- West Union, New York Location within the state of New York
- Coordinates: 42°3′14″N 77°41′53″W﻿ / ﻿42.05389°N 77.69806°W
- Country: United States
- State: New York
- County: Steuben

Area
- • Total: 41.05 sq mi (106.32 km^{2})
- • Land: 40.90 sq mi (105.94 km^{2})
- • Water: 0.15 sq mi (0.38 km^{2})
- Elevation: 2,336 ft (712 m)

Population (2020)
- • Total: 343
- • Density: 8.4/sq mi (3.23/km^{2})
- Time zone: UTC-5 (Eastern (EST))
- • Summer (DST): UTC-4 (EDT)
- FIPS code: 36-81105
- GNIS feature ID: 0979629

= West Union, New York =

West Union is a town in Steuben County, New York, United States.
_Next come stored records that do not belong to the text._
PR #20664, opened 2024-07-08
Add: base url util for api

Tainan404:
### What does this PR do?

New function returns the base url for bbb, based in the settings `public.app.bbbWebBase`.

### DIFF
--- a/bigbluebutton-html5/imports/ui/core/utils/getBaseUrl.ts
+++ b/bigbluebutton-html5/imports/ui/core/utils/getBaseUrl.ts
@@ -1,15 +1,6 @@
-function getBaseUrl(cluster = false) {
+function getBaseUrl() {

The population was 343 as of the 2020 decennial census.

The Town of West Union is in the southwest corner of the county and south of the city of Hornell, New York.

== History ==

West Union was formed from part of the Town of Greenwood in 1845. Originally the names "Green" and "Union" were proposed for the town, but both names were deemed unsuitable due to other towns in the state using those names, in, respectively, Chenango County and Broome County.

==Geography==
According to the United States Census Bureau, the town has a total area of 41.1 sqmi, of which 41.0 sqmi is land and 0.1 sqmi (0.19%) is water.

The western town line is the border of Allegany County, and the southern town line is the border of Pennsylvania (Potter County).

New York State Route 248 passes through the town.

==Demographics==

As of the census of 2000, there were 399 people, 141 households, and 112 families residing in the town. The population density was 9.7 /mi2. There were 279 housing units at an average density of 6.8 /mi2. The racial makeup of the town was 98.75% White, 0.75% Native American, 0.50% from other races. Hispanic or Latino of any race were 1.25% of the population.

There were 141 households, out of which 32.6% had children under the age of 18 living with them, 68.8% were married couples living together, 6.4% had a female householder with no husband present, and 19.9% were non-families. 14.2% of all households were made up of individuals, and 4.3% had someone living alone who was 65 years of age or older. The average household size was 2.83 and the average family size was 3.12.

In the town, the population was spread out, with 23.6% under the age of 18, 10.0% from 18 to 24, 27.3% from 25 to 44, 30.6% from 45 to 64, and 8.5% who were 65 years of age or older. The median age was 40 years. For every 100 females, there were 113.4 males. For every 100 females age 18 and over, there were 111.8 males.

The median income for a household in the town was $36,000, and the median income for a family was $45,313. Males had a median income of $27,143 versus $21,250 for females. The per capita income for the town was $14,061. About 6.8% of families and 10.8% of the population were below the poverty line, including 9.0% of those under age 18 and none of those age 65 or over.

Historical population
| Census | Pop. | Note | %± |
| 1850 | 950 |  | — |
| 1860 | 1,392 |  | 46.5% |
| 1870 | 1,204 |  | −13.5% |
| 1880 | 1,271 |  | 5.6% |
| 1890 | 1,167 |  | −8.2% |
| 1900 | 1,025 |  | −12.2% |
| 1910 | 985 |  | −3.9% |
| 1920 | 781 |  | −20.7% |
| 1930 | 715 |  | −8.5% |
| 1940 | 630 |  | −11.9% |
| 1950 | 504 |  | −20.0% |
| 1960 | 430 |  | −14.7% |
| 1970 | 426 |  | −0.9% |
| 1980 | 431 |  | 1.2% |
| 1990 | 412 |  | −4.4% |
| 2000 | 399 |  | −3.2% |
| 2010 | 312 |  | −21.8% |
| 2020 | 343 |  | 9.9% |
U.S. Decennial Census

== Communities and locations in the Town of West Union ==
- Barney Mills - A hamlet on NY-248 near the northern town line.
- Marsh Creek - A stream flowing out the west side of the town past McGraws.
- McGraws - A hamlet south of West Union hamlet on NY-248.
- Rexville - A hamlet on County Road 117 in the east part of the town.
- West Union - The hamlet of West Union is in the northwest corner of the town on County Road 60 (Christian Hollow-West Union Road).
- Wileyville - A hamlet on County Road 84 in the south part of the town.
- Wileyville Creek - A stream flowing past Wileyville out the west side of the town.